____ Data for the task

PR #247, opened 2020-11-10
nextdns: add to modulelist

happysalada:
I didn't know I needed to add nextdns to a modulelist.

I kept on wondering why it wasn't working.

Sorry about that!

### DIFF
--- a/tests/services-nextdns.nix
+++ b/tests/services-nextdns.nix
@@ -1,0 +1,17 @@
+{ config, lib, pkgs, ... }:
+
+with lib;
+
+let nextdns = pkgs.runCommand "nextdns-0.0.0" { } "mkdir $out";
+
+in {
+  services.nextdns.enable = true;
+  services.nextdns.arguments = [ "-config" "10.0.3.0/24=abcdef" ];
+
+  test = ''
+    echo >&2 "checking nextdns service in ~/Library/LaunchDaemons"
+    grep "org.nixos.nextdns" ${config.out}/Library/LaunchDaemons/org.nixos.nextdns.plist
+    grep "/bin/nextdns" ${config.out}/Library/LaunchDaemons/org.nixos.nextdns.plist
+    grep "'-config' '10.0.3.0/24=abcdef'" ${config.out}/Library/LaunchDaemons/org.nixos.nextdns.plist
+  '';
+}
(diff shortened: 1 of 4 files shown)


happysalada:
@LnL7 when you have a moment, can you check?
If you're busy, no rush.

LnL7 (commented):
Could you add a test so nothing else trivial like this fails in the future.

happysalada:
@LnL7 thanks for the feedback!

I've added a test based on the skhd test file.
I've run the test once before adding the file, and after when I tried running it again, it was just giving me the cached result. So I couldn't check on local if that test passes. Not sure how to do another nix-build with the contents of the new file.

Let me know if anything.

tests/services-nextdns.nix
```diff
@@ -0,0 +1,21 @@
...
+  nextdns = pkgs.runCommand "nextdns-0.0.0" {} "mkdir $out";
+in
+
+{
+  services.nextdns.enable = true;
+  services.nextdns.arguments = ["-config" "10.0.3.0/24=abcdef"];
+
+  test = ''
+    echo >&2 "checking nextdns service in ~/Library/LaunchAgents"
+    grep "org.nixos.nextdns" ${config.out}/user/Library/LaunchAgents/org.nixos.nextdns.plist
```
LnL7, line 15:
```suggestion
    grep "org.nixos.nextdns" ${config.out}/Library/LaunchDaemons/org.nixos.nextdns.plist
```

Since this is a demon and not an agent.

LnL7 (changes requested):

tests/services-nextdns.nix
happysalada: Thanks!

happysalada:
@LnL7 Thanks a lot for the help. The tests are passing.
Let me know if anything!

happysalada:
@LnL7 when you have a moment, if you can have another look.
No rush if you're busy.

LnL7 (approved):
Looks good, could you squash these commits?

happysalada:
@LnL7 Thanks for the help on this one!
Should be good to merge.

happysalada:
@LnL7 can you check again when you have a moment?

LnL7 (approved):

________
____ Data for the task

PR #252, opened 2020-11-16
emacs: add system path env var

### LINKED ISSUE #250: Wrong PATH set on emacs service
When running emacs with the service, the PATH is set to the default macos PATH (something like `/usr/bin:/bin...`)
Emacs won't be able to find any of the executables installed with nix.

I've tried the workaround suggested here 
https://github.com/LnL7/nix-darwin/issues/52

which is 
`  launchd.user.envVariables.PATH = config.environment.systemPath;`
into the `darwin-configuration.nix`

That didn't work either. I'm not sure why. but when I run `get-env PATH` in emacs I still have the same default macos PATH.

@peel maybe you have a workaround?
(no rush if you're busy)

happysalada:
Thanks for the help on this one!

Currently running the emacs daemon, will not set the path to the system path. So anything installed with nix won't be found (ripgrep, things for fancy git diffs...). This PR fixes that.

________
____ Data for the task

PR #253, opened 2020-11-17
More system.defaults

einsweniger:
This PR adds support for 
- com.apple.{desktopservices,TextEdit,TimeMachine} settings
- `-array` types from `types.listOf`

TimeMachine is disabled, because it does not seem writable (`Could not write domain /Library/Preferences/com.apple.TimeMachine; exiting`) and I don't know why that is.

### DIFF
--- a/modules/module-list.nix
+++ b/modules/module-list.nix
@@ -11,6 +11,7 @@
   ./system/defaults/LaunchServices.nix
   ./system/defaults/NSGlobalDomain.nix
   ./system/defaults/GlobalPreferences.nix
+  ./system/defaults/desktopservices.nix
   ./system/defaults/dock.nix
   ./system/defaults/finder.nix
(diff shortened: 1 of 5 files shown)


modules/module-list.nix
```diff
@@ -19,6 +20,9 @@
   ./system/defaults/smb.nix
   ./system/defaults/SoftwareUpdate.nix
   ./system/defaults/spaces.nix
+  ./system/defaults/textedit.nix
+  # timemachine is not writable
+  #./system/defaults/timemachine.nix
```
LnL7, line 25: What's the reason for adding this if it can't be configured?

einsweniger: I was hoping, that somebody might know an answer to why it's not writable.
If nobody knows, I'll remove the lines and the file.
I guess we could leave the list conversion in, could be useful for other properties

________

> _What you will do_
Only lines containing "shown" belong in the answer; copy every such line from the records.

> _Written reply_
(diff shortened: 1 of 4 files shown)
(diff shortened: 1 of 5 files shown)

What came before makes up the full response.